■ **Task goal**:
Every entry must be copied word for word.

■ **Data section**:

PR #3473, opened 2026-06-19
:bug: Node reuse: transient error treatment

### LINKED ISSUE #3385: Node reuse and roles when control-plane is not kubeadm
Updating a cluster that does not use kubeadm as control-plane may fail especially if node-reuse is set.

Following https://github.com/metal3-io/cluster-api-provider-metal3/pull/3168, it should be explicitly stated that for deployments of capm3 associated to a control-plane provider that is not kubeadm, the role of the capm3 controller must be modified to add read rights over the control plane resource.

■ **Answer space**:
PR #3473, opened 2026-06-19
:bug: Node reuse: transient error treatment

### LINKED ISSUE #3385: Node reuse and roles when control-plane is not kubeadm
Updating a cluster that does not use kubeadm as control-plane may fail especially if node-reuse is set.

Following https://github.com/metal3-io/cluster-api-provider-metal3/pull/3168, it should be explicitly stated that for deployments of capm3 associated to a control-plane provider that is not kubeadm, the role of the capm3 controller must be modified to add read rights over the control plane resource.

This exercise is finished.